### PROBLEM DESCRIPTION:
Set down every entry exactly as it was written.

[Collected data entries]
PR #128, opened 2020-04-22
Simplify auth code used to generate a JWT from a service account

nareddyt:
- Remove symmetric key logic, service accounts are private keys.
- Remove JSON parsing, can just pass string directly.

### RESULT OF THIS EXERCISE:
PR #128, opened 2020-04-22
Simplify auth code used to generate a JWT from a service account

nareddyt:
- Remove symmetric key logic, service accounts are private keys.
- Remove JSON parsing, can just pass string directly.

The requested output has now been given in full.